Segment Start: MATERIAL FOR THE TASK
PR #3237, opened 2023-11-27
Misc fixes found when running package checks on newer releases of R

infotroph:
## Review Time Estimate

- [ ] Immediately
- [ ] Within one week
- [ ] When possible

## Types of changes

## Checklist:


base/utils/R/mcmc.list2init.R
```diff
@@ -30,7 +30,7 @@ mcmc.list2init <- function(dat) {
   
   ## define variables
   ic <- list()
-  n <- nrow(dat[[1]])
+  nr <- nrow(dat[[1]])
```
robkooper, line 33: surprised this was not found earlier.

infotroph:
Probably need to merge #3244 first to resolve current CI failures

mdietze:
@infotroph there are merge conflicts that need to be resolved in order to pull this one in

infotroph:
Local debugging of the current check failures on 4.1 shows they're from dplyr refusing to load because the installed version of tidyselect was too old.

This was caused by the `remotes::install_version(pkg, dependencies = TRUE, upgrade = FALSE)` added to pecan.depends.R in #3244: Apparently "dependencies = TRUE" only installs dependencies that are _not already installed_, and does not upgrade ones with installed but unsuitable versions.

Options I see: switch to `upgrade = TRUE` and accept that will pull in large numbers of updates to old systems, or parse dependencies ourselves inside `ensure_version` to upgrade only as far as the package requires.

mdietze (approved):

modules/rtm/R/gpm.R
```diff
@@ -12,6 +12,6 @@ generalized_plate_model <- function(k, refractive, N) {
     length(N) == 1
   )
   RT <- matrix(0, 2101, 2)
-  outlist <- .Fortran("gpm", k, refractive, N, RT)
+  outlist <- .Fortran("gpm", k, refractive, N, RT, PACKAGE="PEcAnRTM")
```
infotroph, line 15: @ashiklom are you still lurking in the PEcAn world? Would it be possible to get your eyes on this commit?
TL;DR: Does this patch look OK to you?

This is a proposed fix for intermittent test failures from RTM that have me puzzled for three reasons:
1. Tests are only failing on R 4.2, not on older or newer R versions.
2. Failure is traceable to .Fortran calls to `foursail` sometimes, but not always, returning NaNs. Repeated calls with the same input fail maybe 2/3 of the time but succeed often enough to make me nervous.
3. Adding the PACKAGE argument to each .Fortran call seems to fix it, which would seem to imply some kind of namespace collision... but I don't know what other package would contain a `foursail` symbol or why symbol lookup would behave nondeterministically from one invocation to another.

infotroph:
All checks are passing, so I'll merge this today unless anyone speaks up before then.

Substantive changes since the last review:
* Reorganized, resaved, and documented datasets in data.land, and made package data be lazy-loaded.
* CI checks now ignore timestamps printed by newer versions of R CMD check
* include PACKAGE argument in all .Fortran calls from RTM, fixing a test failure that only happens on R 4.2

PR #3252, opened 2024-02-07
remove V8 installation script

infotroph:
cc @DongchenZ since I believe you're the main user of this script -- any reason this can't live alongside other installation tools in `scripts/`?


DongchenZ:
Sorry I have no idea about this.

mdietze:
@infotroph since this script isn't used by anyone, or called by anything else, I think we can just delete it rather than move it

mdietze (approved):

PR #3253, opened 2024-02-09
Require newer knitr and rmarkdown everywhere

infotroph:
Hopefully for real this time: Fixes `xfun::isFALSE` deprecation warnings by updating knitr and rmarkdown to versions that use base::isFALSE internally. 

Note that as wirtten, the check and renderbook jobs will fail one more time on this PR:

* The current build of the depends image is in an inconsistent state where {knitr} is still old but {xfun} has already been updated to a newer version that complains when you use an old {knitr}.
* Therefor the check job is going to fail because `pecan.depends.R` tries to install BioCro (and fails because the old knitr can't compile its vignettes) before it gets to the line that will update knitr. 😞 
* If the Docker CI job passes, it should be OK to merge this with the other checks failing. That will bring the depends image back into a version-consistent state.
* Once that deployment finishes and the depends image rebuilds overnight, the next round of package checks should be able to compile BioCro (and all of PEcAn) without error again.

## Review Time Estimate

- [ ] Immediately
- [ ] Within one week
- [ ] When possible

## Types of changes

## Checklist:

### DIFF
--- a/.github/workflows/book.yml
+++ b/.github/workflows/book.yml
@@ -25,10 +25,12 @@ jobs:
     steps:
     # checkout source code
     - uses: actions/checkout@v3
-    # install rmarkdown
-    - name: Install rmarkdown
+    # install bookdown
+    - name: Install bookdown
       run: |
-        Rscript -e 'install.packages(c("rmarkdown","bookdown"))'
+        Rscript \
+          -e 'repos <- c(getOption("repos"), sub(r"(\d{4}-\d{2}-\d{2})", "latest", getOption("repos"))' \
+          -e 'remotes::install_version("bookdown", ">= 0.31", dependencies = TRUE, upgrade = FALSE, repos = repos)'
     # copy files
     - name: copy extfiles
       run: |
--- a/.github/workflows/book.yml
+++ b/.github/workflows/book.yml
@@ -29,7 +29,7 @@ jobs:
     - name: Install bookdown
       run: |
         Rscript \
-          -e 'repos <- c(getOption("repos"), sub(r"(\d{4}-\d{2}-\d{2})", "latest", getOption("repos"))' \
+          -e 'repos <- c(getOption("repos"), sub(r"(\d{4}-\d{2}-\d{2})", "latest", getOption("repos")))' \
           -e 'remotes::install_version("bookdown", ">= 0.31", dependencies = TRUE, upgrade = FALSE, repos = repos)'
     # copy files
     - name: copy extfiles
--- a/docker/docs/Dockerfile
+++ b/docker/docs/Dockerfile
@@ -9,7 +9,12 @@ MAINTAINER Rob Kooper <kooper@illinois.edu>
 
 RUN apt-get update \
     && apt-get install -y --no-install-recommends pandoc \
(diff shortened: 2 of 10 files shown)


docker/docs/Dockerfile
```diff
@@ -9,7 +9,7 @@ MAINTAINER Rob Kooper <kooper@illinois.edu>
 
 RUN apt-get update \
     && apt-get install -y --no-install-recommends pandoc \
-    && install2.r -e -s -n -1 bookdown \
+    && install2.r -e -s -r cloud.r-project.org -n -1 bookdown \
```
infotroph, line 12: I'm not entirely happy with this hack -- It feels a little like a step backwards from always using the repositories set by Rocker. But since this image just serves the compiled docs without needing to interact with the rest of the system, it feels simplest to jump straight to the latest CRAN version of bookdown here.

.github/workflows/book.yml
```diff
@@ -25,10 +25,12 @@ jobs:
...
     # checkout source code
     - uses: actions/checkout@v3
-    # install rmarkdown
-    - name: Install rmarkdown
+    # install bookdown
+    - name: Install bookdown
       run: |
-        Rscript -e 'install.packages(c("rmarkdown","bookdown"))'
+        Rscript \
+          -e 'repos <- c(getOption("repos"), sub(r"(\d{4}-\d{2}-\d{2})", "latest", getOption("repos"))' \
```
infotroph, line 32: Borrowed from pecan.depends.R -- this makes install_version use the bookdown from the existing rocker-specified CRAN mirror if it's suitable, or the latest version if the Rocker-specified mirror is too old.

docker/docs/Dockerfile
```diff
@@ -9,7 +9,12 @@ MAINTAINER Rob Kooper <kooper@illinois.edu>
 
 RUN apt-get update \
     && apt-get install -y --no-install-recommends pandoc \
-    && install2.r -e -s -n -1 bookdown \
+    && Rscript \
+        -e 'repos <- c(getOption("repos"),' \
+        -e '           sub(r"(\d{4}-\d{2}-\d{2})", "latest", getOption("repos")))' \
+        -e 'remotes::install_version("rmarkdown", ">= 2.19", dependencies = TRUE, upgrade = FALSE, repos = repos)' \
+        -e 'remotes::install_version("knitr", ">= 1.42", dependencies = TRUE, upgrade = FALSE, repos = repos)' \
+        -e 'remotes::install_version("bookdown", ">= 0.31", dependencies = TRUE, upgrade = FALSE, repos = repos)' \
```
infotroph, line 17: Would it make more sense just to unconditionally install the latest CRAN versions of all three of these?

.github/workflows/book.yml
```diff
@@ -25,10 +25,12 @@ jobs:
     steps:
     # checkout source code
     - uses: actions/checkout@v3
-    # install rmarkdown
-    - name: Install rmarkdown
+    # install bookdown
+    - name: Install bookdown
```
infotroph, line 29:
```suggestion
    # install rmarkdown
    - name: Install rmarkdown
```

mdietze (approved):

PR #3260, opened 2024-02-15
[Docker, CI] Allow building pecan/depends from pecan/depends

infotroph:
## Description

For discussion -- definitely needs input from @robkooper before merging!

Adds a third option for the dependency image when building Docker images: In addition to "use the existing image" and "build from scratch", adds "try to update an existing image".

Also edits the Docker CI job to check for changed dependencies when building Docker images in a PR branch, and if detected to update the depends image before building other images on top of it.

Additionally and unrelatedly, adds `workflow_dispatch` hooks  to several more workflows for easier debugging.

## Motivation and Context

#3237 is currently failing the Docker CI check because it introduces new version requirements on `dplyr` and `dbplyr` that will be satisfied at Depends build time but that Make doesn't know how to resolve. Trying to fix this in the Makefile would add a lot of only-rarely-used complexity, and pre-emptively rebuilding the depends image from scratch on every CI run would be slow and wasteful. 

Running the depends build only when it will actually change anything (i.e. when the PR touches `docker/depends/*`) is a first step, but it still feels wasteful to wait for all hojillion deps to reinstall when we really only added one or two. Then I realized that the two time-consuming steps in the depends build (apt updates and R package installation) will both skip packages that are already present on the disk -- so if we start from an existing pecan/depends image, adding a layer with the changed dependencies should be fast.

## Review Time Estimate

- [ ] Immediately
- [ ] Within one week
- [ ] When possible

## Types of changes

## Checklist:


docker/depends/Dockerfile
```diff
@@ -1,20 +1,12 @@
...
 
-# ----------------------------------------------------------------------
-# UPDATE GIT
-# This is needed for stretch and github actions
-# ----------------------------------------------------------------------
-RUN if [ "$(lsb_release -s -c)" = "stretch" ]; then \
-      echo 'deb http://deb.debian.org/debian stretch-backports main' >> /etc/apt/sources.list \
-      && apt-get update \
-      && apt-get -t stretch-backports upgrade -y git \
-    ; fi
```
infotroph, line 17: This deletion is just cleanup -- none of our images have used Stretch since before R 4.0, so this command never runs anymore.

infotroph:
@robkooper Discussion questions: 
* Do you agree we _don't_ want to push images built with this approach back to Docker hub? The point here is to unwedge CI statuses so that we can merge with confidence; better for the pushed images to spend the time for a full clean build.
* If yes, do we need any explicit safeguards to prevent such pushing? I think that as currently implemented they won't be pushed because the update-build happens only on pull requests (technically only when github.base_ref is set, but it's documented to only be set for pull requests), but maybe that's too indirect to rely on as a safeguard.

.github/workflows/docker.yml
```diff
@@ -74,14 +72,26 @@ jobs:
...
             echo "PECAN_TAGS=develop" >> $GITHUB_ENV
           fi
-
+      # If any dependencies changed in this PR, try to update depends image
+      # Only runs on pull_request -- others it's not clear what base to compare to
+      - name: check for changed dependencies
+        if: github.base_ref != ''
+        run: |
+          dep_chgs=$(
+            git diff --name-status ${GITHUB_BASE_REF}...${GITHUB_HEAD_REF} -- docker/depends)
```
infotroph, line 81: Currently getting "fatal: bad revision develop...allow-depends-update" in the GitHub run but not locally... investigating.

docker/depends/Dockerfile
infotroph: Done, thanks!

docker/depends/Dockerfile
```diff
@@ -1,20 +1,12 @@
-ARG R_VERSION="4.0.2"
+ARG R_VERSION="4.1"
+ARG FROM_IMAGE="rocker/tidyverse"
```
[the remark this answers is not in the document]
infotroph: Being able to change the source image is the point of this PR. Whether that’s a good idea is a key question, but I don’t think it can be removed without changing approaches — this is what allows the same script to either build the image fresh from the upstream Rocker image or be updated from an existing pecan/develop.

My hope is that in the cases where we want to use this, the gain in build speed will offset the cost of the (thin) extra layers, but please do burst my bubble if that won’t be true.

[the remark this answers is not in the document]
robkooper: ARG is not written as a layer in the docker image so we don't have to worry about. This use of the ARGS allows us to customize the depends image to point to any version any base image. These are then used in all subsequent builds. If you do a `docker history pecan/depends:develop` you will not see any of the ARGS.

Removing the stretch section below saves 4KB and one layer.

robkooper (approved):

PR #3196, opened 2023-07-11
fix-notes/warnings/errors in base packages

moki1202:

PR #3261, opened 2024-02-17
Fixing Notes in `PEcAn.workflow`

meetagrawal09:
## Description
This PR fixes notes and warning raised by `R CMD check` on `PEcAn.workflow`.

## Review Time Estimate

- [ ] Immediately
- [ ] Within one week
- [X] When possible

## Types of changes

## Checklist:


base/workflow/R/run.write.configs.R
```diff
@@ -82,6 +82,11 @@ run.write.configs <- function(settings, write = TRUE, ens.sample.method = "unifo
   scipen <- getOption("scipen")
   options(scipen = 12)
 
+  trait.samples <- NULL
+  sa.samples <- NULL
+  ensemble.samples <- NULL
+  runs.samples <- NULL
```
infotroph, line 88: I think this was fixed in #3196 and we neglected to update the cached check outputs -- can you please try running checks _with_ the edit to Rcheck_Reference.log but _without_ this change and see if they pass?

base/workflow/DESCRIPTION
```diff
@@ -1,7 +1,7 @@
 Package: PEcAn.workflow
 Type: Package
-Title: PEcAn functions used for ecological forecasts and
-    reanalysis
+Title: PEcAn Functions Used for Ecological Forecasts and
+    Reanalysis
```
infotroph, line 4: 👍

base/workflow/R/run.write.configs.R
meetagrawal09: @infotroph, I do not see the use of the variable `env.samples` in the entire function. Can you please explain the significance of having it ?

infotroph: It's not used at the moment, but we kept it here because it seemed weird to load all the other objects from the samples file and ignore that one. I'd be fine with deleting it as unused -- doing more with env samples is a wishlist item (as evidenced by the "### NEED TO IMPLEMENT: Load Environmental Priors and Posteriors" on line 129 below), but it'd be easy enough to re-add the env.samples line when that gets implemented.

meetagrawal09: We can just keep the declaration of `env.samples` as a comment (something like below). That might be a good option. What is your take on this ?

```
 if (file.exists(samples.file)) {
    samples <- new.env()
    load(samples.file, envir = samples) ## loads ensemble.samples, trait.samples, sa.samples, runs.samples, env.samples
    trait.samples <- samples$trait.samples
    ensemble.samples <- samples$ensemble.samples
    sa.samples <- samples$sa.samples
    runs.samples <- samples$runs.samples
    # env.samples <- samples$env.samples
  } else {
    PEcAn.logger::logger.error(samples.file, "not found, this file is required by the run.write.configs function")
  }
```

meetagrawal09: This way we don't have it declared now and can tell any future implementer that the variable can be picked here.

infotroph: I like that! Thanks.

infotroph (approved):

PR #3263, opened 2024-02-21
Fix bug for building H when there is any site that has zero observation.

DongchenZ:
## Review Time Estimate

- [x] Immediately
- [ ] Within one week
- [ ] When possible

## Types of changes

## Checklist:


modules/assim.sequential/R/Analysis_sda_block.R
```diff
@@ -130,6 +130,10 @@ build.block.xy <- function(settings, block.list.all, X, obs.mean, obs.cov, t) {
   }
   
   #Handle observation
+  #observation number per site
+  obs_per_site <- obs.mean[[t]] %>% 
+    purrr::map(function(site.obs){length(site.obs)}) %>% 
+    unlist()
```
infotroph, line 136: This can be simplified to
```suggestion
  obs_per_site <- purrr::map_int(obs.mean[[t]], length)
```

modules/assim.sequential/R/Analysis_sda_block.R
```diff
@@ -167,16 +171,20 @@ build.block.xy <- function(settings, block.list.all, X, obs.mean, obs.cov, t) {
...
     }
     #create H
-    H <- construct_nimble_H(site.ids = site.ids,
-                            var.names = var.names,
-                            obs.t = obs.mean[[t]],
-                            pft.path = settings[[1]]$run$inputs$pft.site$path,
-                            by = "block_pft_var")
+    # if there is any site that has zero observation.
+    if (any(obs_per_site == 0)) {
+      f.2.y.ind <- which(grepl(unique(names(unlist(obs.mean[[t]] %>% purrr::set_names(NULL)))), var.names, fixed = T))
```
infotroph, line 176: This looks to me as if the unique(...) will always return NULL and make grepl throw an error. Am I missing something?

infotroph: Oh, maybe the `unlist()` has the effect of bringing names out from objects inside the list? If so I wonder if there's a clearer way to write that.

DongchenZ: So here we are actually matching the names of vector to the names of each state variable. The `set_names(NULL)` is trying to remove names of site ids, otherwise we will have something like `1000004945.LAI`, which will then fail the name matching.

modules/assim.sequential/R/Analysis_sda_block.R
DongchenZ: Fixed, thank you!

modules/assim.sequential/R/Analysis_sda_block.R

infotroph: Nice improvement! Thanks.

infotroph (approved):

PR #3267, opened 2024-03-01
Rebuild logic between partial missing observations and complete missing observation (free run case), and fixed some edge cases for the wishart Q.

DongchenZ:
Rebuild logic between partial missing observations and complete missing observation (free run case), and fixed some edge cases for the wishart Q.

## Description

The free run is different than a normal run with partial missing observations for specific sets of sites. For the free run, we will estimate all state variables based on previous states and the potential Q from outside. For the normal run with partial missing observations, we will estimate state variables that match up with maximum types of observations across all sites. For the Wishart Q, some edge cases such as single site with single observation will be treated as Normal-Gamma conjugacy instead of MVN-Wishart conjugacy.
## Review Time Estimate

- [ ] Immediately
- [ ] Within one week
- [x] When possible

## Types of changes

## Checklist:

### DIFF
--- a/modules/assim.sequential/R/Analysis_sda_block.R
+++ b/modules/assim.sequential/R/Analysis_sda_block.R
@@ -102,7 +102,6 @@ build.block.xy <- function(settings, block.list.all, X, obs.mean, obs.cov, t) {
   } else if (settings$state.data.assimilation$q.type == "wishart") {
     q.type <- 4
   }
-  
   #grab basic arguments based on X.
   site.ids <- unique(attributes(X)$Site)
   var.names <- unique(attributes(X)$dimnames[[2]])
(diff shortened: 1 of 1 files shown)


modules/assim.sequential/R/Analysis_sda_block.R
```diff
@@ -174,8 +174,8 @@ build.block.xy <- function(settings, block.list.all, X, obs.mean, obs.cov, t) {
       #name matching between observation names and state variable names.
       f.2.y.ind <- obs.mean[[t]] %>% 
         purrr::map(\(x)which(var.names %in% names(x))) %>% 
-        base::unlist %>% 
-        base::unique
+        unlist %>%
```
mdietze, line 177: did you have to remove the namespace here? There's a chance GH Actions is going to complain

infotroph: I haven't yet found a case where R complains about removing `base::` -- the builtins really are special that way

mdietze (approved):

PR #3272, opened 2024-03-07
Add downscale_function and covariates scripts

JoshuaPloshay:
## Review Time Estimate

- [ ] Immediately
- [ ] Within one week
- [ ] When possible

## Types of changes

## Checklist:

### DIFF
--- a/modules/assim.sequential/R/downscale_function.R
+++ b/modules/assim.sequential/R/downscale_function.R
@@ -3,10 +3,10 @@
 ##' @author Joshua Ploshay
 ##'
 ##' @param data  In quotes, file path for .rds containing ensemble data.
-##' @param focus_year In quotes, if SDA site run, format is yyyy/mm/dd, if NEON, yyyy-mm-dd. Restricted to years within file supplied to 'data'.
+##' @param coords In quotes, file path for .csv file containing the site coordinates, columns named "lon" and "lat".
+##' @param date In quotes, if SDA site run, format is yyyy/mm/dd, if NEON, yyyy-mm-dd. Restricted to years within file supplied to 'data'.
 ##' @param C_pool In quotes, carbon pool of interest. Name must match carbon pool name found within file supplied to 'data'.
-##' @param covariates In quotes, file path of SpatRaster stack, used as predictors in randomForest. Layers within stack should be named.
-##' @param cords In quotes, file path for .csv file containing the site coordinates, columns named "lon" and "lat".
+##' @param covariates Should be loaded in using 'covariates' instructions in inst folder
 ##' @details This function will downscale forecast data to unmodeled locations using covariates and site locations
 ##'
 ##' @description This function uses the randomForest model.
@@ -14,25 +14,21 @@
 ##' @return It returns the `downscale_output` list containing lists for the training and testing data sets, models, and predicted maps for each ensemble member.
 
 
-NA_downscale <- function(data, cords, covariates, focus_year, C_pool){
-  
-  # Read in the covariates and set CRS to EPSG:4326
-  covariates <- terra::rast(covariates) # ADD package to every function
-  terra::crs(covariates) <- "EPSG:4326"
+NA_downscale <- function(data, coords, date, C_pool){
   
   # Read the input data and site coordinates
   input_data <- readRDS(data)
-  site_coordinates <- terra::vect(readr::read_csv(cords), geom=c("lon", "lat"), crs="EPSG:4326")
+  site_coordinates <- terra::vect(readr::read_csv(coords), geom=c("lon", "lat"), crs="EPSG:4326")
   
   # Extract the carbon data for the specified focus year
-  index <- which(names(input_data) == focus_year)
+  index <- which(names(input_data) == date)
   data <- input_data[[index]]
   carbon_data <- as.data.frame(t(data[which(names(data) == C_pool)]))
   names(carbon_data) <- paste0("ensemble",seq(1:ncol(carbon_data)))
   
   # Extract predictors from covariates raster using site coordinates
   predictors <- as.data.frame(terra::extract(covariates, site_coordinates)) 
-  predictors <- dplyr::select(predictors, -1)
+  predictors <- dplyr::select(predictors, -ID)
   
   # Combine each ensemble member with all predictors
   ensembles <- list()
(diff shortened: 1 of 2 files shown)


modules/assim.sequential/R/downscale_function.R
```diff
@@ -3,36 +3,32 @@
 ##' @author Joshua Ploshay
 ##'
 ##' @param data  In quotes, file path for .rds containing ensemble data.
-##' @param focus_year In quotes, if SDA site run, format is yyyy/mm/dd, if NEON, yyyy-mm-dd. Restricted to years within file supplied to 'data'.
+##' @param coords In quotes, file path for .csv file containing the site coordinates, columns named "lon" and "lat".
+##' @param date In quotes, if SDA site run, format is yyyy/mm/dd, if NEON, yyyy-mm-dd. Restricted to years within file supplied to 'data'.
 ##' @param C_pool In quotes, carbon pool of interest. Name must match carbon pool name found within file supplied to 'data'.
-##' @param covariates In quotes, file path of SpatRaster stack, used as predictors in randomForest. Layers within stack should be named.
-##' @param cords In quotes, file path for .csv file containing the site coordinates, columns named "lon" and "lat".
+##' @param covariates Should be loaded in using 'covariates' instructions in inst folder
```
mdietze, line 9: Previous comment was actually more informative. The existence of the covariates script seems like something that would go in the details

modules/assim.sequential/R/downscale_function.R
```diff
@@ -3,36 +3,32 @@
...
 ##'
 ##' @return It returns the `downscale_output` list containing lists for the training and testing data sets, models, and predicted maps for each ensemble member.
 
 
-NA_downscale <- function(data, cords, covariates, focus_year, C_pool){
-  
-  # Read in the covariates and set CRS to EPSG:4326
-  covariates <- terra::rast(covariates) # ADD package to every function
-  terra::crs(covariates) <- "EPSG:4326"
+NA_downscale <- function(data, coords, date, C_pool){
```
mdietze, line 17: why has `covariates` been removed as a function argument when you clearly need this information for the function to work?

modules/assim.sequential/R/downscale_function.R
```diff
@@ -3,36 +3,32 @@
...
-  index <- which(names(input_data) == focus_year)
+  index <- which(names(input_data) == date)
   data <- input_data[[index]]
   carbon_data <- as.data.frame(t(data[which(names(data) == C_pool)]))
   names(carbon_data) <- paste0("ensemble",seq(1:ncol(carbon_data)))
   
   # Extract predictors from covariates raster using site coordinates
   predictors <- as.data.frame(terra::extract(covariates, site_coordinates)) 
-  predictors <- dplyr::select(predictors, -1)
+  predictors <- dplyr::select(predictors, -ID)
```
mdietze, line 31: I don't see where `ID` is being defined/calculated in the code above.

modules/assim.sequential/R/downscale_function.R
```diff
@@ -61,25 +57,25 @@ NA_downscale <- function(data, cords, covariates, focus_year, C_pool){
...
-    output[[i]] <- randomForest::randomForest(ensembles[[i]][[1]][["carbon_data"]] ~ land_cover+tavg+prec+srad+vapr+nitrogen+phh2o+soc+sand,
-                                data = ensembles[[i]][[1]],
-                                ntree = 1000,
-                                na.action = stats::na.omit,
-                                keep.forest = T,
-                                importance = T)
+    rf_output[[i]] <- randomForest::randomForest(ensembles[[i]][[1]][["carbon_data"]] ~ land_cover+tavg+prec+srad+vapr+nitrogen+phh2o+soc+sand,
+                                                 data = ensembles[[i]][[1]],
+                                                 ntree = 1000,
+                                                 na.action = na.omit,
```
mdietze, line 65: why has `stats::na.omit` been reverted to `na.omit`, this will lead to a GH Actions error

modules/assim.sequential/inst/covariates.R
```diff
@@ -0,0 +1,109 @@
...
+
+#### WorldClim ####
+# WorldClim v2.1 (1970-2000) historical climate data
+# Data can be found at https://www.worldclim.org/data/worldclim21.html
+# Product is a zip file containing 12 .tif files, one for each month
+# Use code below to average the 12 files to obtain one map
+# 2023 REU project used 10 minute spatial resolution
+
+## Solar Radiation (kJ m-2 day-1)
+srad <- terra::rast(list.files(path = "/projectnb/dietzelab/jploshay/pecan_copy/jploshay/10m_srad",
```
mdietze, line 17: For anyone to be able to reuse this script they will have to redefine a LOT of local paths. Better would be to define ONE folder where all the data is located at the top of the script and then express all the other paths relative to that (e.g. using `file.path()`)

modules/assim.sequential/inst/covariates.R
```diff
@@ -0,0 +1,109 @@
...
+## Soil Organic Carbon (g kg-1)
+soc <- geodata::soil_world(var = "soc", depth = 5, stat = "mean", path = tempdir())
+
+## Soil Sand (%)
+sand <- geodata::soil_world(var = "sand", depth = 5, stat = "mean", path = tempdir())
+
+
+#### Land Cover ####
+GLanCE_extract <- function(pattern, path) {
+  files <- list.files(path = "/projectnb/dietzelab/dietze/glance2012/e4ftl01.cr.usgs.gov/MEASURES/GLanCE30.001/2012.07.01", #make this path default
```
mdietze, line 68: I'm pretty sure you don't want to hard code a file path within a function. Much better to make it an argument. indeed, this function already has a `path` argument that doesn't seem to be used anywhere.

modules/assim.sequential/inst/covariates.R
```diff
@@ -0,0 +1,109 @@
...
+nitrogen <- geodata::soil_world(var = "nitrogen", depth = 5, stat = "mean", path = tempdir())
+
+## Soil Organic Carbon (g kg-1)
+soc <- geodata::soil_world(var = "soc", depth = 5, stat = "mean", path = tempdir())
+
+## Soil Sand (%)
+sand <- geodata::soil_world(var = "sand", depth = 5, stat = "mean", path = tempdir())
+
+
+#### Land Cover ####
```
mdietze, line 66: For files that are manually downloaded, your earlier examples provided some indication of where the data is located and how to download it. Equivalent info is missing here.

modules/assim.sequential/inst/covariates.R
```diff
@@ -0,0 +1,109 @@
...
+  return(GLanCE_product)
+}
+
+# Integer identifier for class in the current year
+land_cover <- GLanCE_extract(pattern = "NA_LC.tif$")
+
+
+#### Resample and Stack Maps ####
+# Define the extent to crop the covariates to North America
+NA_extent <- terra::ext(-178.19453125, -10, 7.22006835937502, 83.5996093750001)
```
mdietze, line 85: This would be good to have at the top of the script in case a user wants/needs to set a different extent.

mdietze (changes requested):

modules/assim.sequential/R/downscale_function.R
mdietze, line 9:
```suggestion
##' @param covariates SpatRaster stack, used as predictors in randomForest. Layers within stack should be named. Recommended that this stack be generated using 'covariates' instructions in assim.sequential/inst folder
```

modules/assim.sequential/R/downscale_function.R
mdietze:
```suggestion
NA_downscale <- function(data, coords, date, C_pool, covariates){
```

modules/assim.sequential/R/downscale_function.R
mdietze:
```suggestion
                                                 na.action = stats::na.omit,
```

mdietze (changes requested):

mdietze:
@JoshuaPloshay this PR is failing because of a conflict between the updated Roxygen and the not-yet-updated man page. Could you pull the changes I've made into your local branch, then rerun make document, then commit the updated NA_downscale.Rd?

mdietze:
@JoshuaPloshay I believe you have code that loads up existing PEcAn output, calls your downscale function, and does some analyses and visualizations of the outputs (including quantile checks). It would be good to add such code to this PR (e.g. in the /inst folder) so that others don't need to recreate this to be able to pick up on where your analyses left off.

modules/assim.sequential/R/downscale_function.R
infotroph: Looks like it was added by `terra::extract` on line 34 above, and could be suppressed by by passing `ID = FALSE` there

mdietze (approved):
Segment End: MATERIAL FOR THE TASK
- _PROBLEM TO WORK ON_:
Counting only the lines that include "going", state how many there are in the entries, and nothing else.

- _REPLY TO THE TASK_:
2